PROBLEM STATEMENT >>
Reproduce the data exactly.
═══ RECORDS TO USE
PR #223, opened 2025-06-24
Fix margin handlers

### LINKED ISSUE #222: Negative values invalid for `marginBottom`?
I see `restrictToPositive` is set to true for `marginBottom` (and the tests assert that the value cannot be negative) - is this correct?

https://github.com/jsdom/cssstyle/blob/ba349623a94d5d1fc6527c770e6684acc82bac44/lib/properties/marginBottom.js#L6

https://github.com/jsdom/cssstyle/blob/ba349623a94d5d1fc6527c770e6684acc82bac44/lib/parsers.js#L230

https://github.com/jsdom/cssstyle/blob/ba349623a94d5d1fc6527c770e6684acc82bac44/test/properties.test.js#L815-L817

I understood that its value can be positive, zero, or negative (see [https://developer.mozilla.org/en-US/docs/Web/CSS/margin-bottom](https://developer.mozilla.org/en-US/docs/Web/CSS/margin-bottom#:~:text=Its%20value%20can%20be%20positive%2C%20zero%2C%20or%20negative)).

asamuzaK:
Fix #222

### DIFF
--- a/lib/properties/margin.js
+++ b/lib/properties/margin.js
@@ -5,7 +5,7 @@ const parsers = require("../parsers");
 const positions = ["top", "right", "bottom", "left"];
 
 module.exports.parse = function parse(v) {
-  const val = parsers.parseMeasurement(v, true);
+  const val = parsers.parseMeasurement(v);
   if (val) {
     return val;
   }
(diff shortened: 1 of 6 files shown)


domenic:
A web platform test in the jsdom repo would be appreciated (but not required).

PR #416, opened 2019-01-26
Remove the attribute the proper way

batiste:


kay999:
Checking via ! is risky, because this would also fire for '' or 0.

Better use` !== undefined` or at least` != null`.

batiste:
@kay999 you are right... But I didn't write this code. I can also try to fit that... Why not.

PR #418, opened 2019-02-07
Fixed #417

### LINKED ISSUE #417: Logical error in props module?
In the props module there seem to be handling the special case for 'value' props:

`if (old !== cur && (key !== 'value' || (elm as any)[key] !== cur)) ...`

I suppose this should handle the case that a changed value property isn't updated correctly if the user typed it in after snabbdom was changing it. 

But it doesn't work, because if old === cur (both vdom nodes) the check for 'value' doesn't even happen.

So maybe replace it with something like this:

`if (old !== cur || (key === 'value' && (elm as any)[key] !== cur)) ...`

This way changes to elm.value would always be in sync with the dom. Which is probably the intended behavior anyway.

kay999:
This shows and fixes https://github.com/snabbdom/snabbdom/issues/417#issue-407698836

This shows that the current implementation fails if the DOM is changed directly (for example by user input). Because snabbdom doesn't see any changes in the vdom, it doesn't patches it.

### DIFF
--- a/test/core.js
+++ b/test/core.js
@@ -264,6 +264,14 @@ describe('snabbdom', function() {
       patch(vnode1, vnode2);
       assert.equal(elm.src, undefined);
     });
+    it('changes an elements value-prop it was changed in the dom', function() {
+      var vnode1 = h('input', {props: {value: 'original'}});
+      patch(vnode0, vnode1);
+      vnode1.elm.value = 'changed';
+      var vnode2 = h('input', {props: {value: 'original'}});
+      elm = patch(vnode1, vnode2).elm;
+      assert.equal(elm.value, 'original');
+    });
     describe('using toVNode()', function () {
       it('can remove previous children of the root element', function () {
         var h2 = document.createElement('h2');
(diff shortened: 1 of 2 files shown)


kay999:
The CI server seems to have problems running testem in the moment, so the fix is marked as failed.

test/core.js
```diff
@@ -264,6 +264,14 @@ describe('snabbdom', function() {
       patch(vnode1, vnode2);
       assert.equal(elm.src, undefined);
     });
+    it('changes an elements value-prop it was changed in the dom', function() {
```
mightyiam:
```suggestion
    it('sets the `value` prop if it was changed in the DOM', function() {
```

kay999: The name change is ok.

I hope it won't take too long to get into a release, because it's a quite annoying problem if you want any kind of input-field completion/formatting.

One possible extension would be enabling similar behaviour for the 'selected' and 'checke' props. But those aren't as often overwritten as value so it's not as important.

But we may need a documentation update for this.

cornerman: I would be in favor of doing this for `selected` and `checked` as well, because overwritting these does happen (at least in my application). Thus, it would be really convenient to solve these properties, too.

PR #427, opened 2019-03-25
fix: npm test script `karma start`

### LINKED ISSUE #426: test script fails with missing `testem` command
And that is after running `npm install`.

Screenshot from 2019-03-25 11-21-04

I imagine that the command `testem` is supposed to originate from https://www.npmjs.com/package/testem.

Yet, `testem` is not in the `devDependencies`.

After an `npm install --save-dev testem`, and running `npm test`, I get this:
Screenshot from 2019-03-25 11-25-20

Pressing `q` doesn't really quit.

The `before_tests` in which the issue seems to be triggered seems to be this:
https://github.com/snabbdom/snabbdom/blob/81da0c124257d393e29796a13e92f6f3016ac20d/testem.json#L10

So, the first thing that came to my mind is trying to run that command independently:
Screenshot from 2019-03-25 11-28-11

And sure enough, there is a problem there. Seemingly a missing file, `test/index.js`. According to git bisect, it seems that the file existed and was removed by 2e73a926cdcbec30e712bed24973d13e5e18c089.

So, are we using testem or karma? It seems like `npx karma start` successfully runs the test suite.

So, this might be a simple fix of changing what the npm test script does.

mightyiam:
Fixes #426

### DIFF
--- a/package.json
+++ b/package.json
@@ -31,7 +31,7 @@
   },
   "scripts": {
     "pretest": "npm run compile",
-    "test": "testem",
+    "test": "karma start",
     "compile": "npm run compile-es && npm run compile-commonjs",
     "compile-es": "tsc --outDir es --module es6 --moduleResolution node",
     "compile-commonjs": "tsc --outDir ./",


mightyiam:
Since CI is not fully set up, the failures in CI should not block the merging of this PR, I feel.

paldepind:
I've merged #400 which fixes this as well as a couple of other things.

PR #436, opened 2019-06-16
Added Pureact

irony:
Suggested adding Pureact which only has one dependency - Snabbdom.


paldepind:
Looks cool! Thank you for sharing the project :smile:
══════
FINAL ANSWER >>
PR #223, opened 2025-06-24
Fix margin handlers

### LINKED ISSUE #222: Negative values invalid for `marginBottom`?
I see `restrictToPositive` is set to true for `marginBottom` (and the tests assert that the value cannot be negative) - is this correct?

https://github.com/jsdom/cssstyle/blob/ba349623a94d5d1fc6527c770e6684acc82bac44/lib/properties/marginBottom.js#L6

https://github.com/jsdom/cssstyle/blob/ba349623a94d5d1fc6527c770e6684acc82bac44/lib/parsers.js#L230

https://github.com/jsdom/cssstyle/blob/ba349623a94d5d1fc6527c770e6684acc82bac44/test/properties.test.js#L815-L817

I understood that its value can be positive, zero, or negative (see [https://developer.mozilla.org/en-US/docs/Web/CSS/margin-bottom](https://developer.mozilla.org/en-US/docs/Web/CSS/margin-bottom#:~:text=Its%20value%20can%20be%20positive%2C%20zero%2C%20or%20negative)).

asamuzaK:
Fix #222

### DIFF
--- a/lib/properties/margin.js
+++ b/lib/properties/margin.js
@@ -5,7 +5,7 @@ const parsers = require("../parsers");
 const positions = ["top", "right", "bottom", "left"];
 
 module.exports.parse = function parse(v) {
-  const val = parsers.parseMeasurement(v, true);
+  const val = parsers.parseMeasurement(v);
   if (val) {
     return val;
   }
(diff shortened: 1 of 6 files shown)


domenic:
A web platform test in the jsdom repo would be appreciated (but not required).

PR #416, opened 2019-01-26
Remove the attribute the proper way

batiste:


kay999:
Checking via ! is risky, because this would also fire for '' or 0.

Better use` !== undefined` or at least` != null`.

batiste:
@kay999 you are right... But I didn't write this code. I can also try to fit that... Why not.

PR #418, opened 2019-02-07
Fixed #417

### LINKED ISSUE #417: Logical error in props module?
In the props module there seem to be handling the special case for 'value' props:

`if (old !== cur && (key !== 'value' || (elm as any)[key] !== cur)) ...`

I suppose this should handle the case that a changed value property isn't updated correctly if the user typed it in after snabbdom was changing it. 

But it doesn't work, because if old === cur (both vdom nodes) the check for 'value' doesn't even happen.

So maybe replace it with something like this:

`if (old !== cur || (key === 'value' && (elm as any)[key] !== cur)) ...`

This way changes to elm.value would always be in sync with the dom. Which is probably the intended behavior anyway.

kay999:
This shows and fixes https://github.com/snabbdom/snabbdom/issues/417#issue-407698836

This shows that the current implementation fails if the DOM is changed directly (for example by user input). Because snabbdom doesn't see any changes in the vdom, it doesn't patches it.

### DIFF
--- a/test/core.js
+++ b/test/core.js
@@ -264,6 +264,14 @@ describe('snabbdom', function() {
       patch(vnode1, vnode2);
       assert.equal(elm.src, undefined);
     });
+    it('changes an elements value-prop it was changed in the dom', function() {
+      var vnode1 = h('input', {props: {value: 'original'}});
+      patch(vnode0, vnode1);
+      vnode1.elm.value = 'changed';
+      var vnode2 = h('input', {props: {value: 'original'}});
+      elm = patch(vnode1, vnode2).elm;
+      assert.equal(elm.value, 'original');
+    });
     describe('using toVNode()', function () {
       it('can remove previous children of the root element', function () {
         var h2 = document.createElement('h2');
(diff shortened: 1 of 2 files shown)


kay999:
The CI server seems to have problems running testem in the moment, so the fix is marked as failed.

test/core.js
```diff
@@ -264,6 +264,14 @@ describe('snabbdom', function() {
       patch(vnode1, vnode2);
       assert.equal(elm.src, undefined);
     });
+    it('changes an elements value-prop it was changed in the dom', function() {
```
mightyiam:
```suggestion
    it('sets the `value` prop if it was changed in the DOM', function() {
```

kay999: The name change is ok.

I hope it won't take too long to get into a release, because it's a quite annoying problem if you want any kind of input-field completion/formatting.

One possible extension would be enabling similar behaviour for the 'selected' and 'checke' props. But those aren't as often overwritten as value so it's not as important.

But we may need a documentation update for this.

cornerman: I would be in favor of doing this for `selected` and `checked` as well, because overwritting these does happen (at least in my application). Thus, it would be really convenient to solve these properties, too.

PR #427, opened 2019-03-25
fix: npm test script `karma start`

### LINKED ISSUE #426: test script fails with missing `testem` command
And that is after running `npm install`.

Screenshot from 2019-03-25 11-21-04

I imagine that the command `testem` is supposed to originate from https://www.npmjs.com/package/testem.

Yet, `testem` is not in the `devDependencies`.

After an `npm install --save-dev testem`, and running `npm test`, I get this:
Screenshot from 2019-03-25 11-25-20

Pressing `q` doesn't really quit.

The `before_tests` in which the issue seems to be triggered seems to be this:
https://github.com/snabbdom/snabbdom/blob/81da0c124257d393e29796a13e92f6f3016ac20d/testem.json#L10

So, the first thing that came to my mind is trying to run that command independently:
Screenshot from 2019-03-25 11-28-11

And sure enough, there is a problem there. Seemingly a missing file, `test/index.js`. According to git bisect, it seems that the file existed and was removed by 2e73a926cdcbec30e712bed24973d13e5e18c089.

So, are we using testem or karma? It seems like `npx karma start` successfully runs the test suite.

So, this might be a simple fix of changing what the npm test script does.

mightyiam:
Fixes #426

### DIFF
--- a/package.json
+++ b/package.json
@@ -31,7 +31,7 @@
   },
   "scripts": {
     "pretest": "npm run compile",
-    "test": "testem",
+    "test": "karma start",
     "compile": "npm run compile-es && npm run compile-commonjs",
     "compile-es": "tsc --outDir es --module es6 --moduleResolution node",
     "compile-commonjs": "tsc --outDir ./",


mightyiam:
Since CI is not fully set up, the failures in CI should not block the merging of this PR, I feel.

paldepind:
I've merged #400 which fixes this as well as a couple of other things.

PR #436, opened 2019-06-16
Added Pureact

irony:
Suggested adding Pureact which only has one dependency - Snabbdom.


paldepind:
Looks cool! Thank you for sharing the project :smile:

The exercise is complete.